EXERCISE
Take every line from the data that has the word "OnPaste" in it.

THE DATA START

Issue #4720, opened 2023-05-22
Short and simple specification of how copy-paste "fits" the clipboard into the selected tracks


Paul-Licameli:
### Your idea

When some tracks have been cut or copied, and are then pasted (not pasting label or title text), and the set of selected tracks is not empty, succeed if and only if there is a "good fit" of ALL copied tracks into the selected tracks.

If successful, and sync lock is enabled, then in all cases, any track sync-locked with a changed track must be adjusted.

If not successful, fail with just one error message "Pasting one type of track into another is not allowed."

And this is a bit of pseudocode to define "Good fit" -- in short, it means, find a sub-sequence of selected tracks with types like those in the clipboard, or else fail.

A special rule will be applied:  when exactly one track is selected, consider `selected tracks` to include that track and all following ones. 

```
Correspondence := empty
ToCopy := clipboard
ToPaste := selected tracks
while ToCopy is not empty
   while ToPaste is not empty AND front(ToPaste) does not "fit into" front(ToCopy)
      pop_front ToPaste
   if ToPaste is empty
      fail
   push_back Correspondence, { front(ToCopy), front(ToPaste) }
   pop_front ToCopy
   pop_front ToPaste
```
And “fits into” means “of the same type" recognizing four distinct types (Mono, Stereo, Label, MIDI)

Or, it might instead be an asymmetrical relation, allowing mono to “fit into” stereo, replicating the sample data.

### Problem to be solved

Resolution of this question is needed to unblock refactoring for wide clips.  I want to refactor the present confused paste logic into something sensible before I go on.

### Prior art

As paste behaves now, the major decision tree is:

1. If there is a focused label or clip name, do pasting of text, not track data.
2. Otherwise if there is no selection, then paste all copied tracks into new tracks.
3. Otherwise... it's hard to describe all the cases simply.  The sequence of copied tracks may have types not corresponding to selected tracks, and some of those may be skipped. Sometimes paste fails with a message that "Pasting one type of track into another is not allowed." or that "Copying stereo audio into a mono track is not allowed."  Sometimes a copied track is multiply pasted while other copied tracks are not pasted at all!  (Examples will be added below)

See related issues #4714, #4718; also there may be sync-lock adjustment of unselected tracks.  

### Additional context

Documenting some strange cases in present behavior:

Case 1:
[...]

Issue #4718, opened 2023-05-22
Specify whether pasting mono into stereo is permitted


Paul-Licameli:
### Your idea

Pasting mono track data into a stereo track is now permitted, replicating it in both channels.

Do we wish to conserve this behavior?

See also #4714

### Problem to be solved

The legacy behavior of pasting from a mono wave track into another should be reexamined and respecified so that wide clip restructuring can proceed.

### Additional context

Present Audacity behavior:

1. Cut or copy from at least one wave track (possibly other tracks of other types too)
2. Paste into an equal number other selected tracks (maybe of anothe project), without correspondence of number of channels

In case a stereo track of the copy corresponds to a mono track in the attempted paste -- the operation fails with an error message, probably correctly so.

In case a mono track of the copy corresponds to a stereo track -- paste proceeds, replicating the mono data in each stereo track.

Is this legacy behavior to be preserved?  Or would it be preferable to disallow this too?

Ryan-Miller-Audacity:
Tested. This will wait for merge until the issue descrbied in the PR is discussed. Details can be found here: https://github.com/audacity/audacity/pull/4730#issuecomment-1579008868

Issue #4714, opened 2023-05-20
Redefine how Paste replicates the last copied wave track


Paul-Licameli:
### Your idea

Design should respecify the case of pasting a smaller number of wave tracks into a larger number of tracks.

### Problem to be solved

Audacity was written to replicate "the last" (maybe only) copied wave track when pasting into a greater number of selected tracks.

Certain existing edge case behavior of Paste may copy data from a stereo track right channel (only) into mono or stereo tracks, or paste a mono track into stereo tracks.

This behavior needs to be precisely re-specified for the present project to restructure wave clips as "wide."

Update: The first "yes" in this comment implies the answer to the question this issue raises https://github.com/audacity/audacity/issues/4720#issuecomment-1560194675

### Additional context

Observe present behavior of Audacity:

Case A:

1. Select (whole time range of) a stereo track with distinct left and right channel data
2. Copy (or cut)
3. Open new project
4. Add three empty mono tracks, then one stereo track; select all (Ctrl+A); paste
5. Observe error "Copying stereo audio into a mono track is not allowed" -- as it should be
6. Click drop-down of first track and "Make Stereo Track"; select all; paste
7. Observe pasting into the first stereo track, but also replication of the right channel into the mono track and each channel of the second stereo track (probably not wanted)

What would be correct?  I suggest:  don't paste anything into the mono, but replicate stereo into stereo

Case B:
1. Select (whole range of) a mono track
2.-4. as in case A
5. Observe the mono channel replicated in all five mono and stereo channels
6. Acceptable?  Or, should mono paste only into mono?

Paul-Licameli:
Assigning myself the implementation work, a necessary edge case fix in all the restructuring now happening.  Who wants to be assigned the design specification? @Tantacrul @LWinterberg @DilsonsPickles

Tantacrul:
I think @LWinterberg and @DilsonsPickles will tackle the question and we'll discuss it in our next meeting and then make a proposal to the team. Happy to hear suggestions too, obviously.

Ryan-Miller-Audacity:
Tested. This will wait for merge until the issue descrbied in the PR is discussed. Details can be found here: https://github.com/audacity/audacity/pull/4730#issuecomment-1579008868

PR #4730, opened 2023-05-24
Rewrite paste

Paul-Licameli:
Resolves: #4720
Resolves: #4714
Resolves: #4718

Rewrite the logic for pasting into tracks, fixing strange corner cases that sometimes pasted a copied track multiple times, sometimes never, and sometimes omitting needed sync-lock adjustments.

Recommended:

### DIFF
--- a/src/menus/EditMenus.cpp
+++ b/src/menus/EditMenus.cpp
@@ -42,7 +42,7 @@ void FinishCopy
       list.Add( dest );
 }
 
-// Handle text paste (into active label), if any. Return true if did paste.
+// Handle text paste. Return true if did paste.
 // (This was formerly the first part of overly-long OnPaste.)
 bool DoPasteText(AudacityProject &project)
 {
@@ -50,8 +50,8 @@ bool DoPasteText(AudacityProject &project)
    auto &selectedRegion = ViewInfo::Get( project ).selectedRegion;
    auto &window = ProjectWindow::Get( project );
 
-   for (auto pLabelTrack : tracks.Any<LabelTrack>())
-   {
+   // Paste into the active label (if any)
+   for (auto pLabelTrack : tracks.Any<LabelTrack>()) {
       // Does this track have an active label?
       if (LabelTrackView::Get( *pLabelTrack ).GetTextEditIndex(project) != -1) {
 
@@ -73,6 +73,18 @@ bool DoPasteText(AudacityProject &project)
          }
       }
    }
+
+   //Presumably, there might be not more than one track
+   //that expects text input
+   for (auto wt : tracks.Any<WaveTrack>()) {
+      auto& view = WaveTrackView::Get(*wt);
+      if (view.PasteText(project)) {
+         auto &trackPanel = TrackPanel::Get(project);
+         trackPanel.Refresh(false);
+         return true;
+      }
+   }
+
    return false;
 }
 
@@ -256,10 +268,6 @@ bool HasHiddenData(const TrackList& trackList)
    }
    return false;
 }
-
-}
-
-namespace {
 
 // Menu handler functions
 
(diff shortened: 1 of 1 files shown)


Paul-Licameli:
Rebased onto master, resolved conflicts with my other recent PR, and force-pushed.

One fewer commit because TrackList::NChannels is now already defined.

LWinterberg:
In playing around with this build, it felt sensible overall, though the error messages ended up more annoying than I had anticipated. Can we make it so that in cases where the error pops up currently, it instead creates a new track? In the case of multiple selected tracks, any "overflowing" pasted contents would go immediately after the last selected track, in case of a single selected track, it would go at the end of the project.

crsib (approved):

Ryan-Miller-Audacity:
Tested PR build and confirmed the new paste details as outlined in each of the attached tickets. Did some brief testing of the paste function as a whole and confirmed no new issues identified. Tested on Windows, MacOS, and Linux builds.

During testing I did notice one crash which has been logged in #4769. This issue is not due to these changes and is reproducible back to Audacity 3.3.0.

There is one use case that I'd like to get clarification on after talking with Paul. 

1) When I have a mono track and a stereo track, copy my stereo track, and attempt to paste by clicking within my mono track then pressing Ctrl+V, it doesn't paste within that mono track (to be expected); however, it does paste that data into my stereo track even though I do not have my stereo track selected at all. 

In the Issue ticket you mention "In case a stereo track of the copy corresponds to a mono track in the attempted paste -- the operation fails with an error message, probably correctly so", this message no longer displays which I believe would be the desired behavior in this case right? Certainly shouldn't have data being pasted where I am not current working in a seperate track.

You can see the behavior I'm describing pretty easily in this video with a couple of chirps.

[Untitled_ Jun 6, 2023 7_50 AM.webm](https://github.com/audacity/audacity/assets/88568755/f0bc3aa9-d2aa-4729-beee-b3ec869219ff)

After talking with Paul, it was noted that this behavior was discussed (Point 4 from #4720), but in use this just doesn't feel correct. Focusing and making a selection in a different track, but audio is being pasted into a completely uninvolved track from my actions seems like bad behavior in general.

@LWinterberg do you have any additional thoughts to add this? I mean this is largely an edge case since most people would not be attempting to paste stereo audio into a mono track in the first place; however, if discovered it would/could make a user think something is wrong. I would think that the selected track would return an error rather than placing the audio into the unrelated track (when a single track is selected). I would say this is fine behavior if the user uses a select all and then makes the attempt, but expect different results when isolating a single track.

LWinterberg:
> Focusing and making a selection in a different track, but audio is being pasted into a completely uninvolved track from my actions seems like bad behavior in general.

The ideal behavior would be to mix down the stereo track you have selected into the mono track and tell you about it, but I understand this is out of scope for the purpose of this refactor. And between the next-best options (giving you an error, or pasting into the nearest available slot), I prefer this version.

src/menus/EditMenus.cpp
```diff
@@ -616,209 +670,93 @@ void OnPaste(const CommandContext &context)
...
+   auto correspondence = FindCorrespondence(tracks, *srcTracks);
+   if (correspondence.empty()) {
+      if (tracks.SelectedLeaders().size() == 1)
+         AudacityMessageBox(XO(
+"There are not enough tracks after the selected track for the copied tracks.")
+      );
+      else
+         AudacityMessageBox(XO(
+            "There are not enough selected tracks for the copied tracks.")
+      );
```
LWinterberg, line 683: If we keep this message (and end up deferring #4734 until later), we probably should point out both the problem and the solution. So: 

`"The content you are trying to paste will span across more tracks than you currently have available. Add more tracks and try again."`

and

`"There are not enough tracks selected to accommodate your copied content. Select additional tracks and try again."`

Paul-Licameli:
> > Focusing and making a selection in a different track, but audio is being pasted into a completely uninvolved track from my actions seems like bad behavior in general.
> 
> The ideal behavior would be to mix down the stereo track you have selected into the mono track and tell you about it, but I understand this is out of scope for the purpose of this refactor. And between the next-best options (giving you an error, or pasting into the nearest available slot), I prefer this version.

In the general case, maybe a select a label track which is followed by a mono track, and I'm pasting one mono track.  Mix-down doesn't matter here.  In that example the question is whether to succeed quietly pasting into the following track or not.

THE DATA END

RESULT
 // (This was formerly the first part of overly-long OnPaste.)
@@ -616,209 +670,93 @@ void OnPaste(const CommandContext &context)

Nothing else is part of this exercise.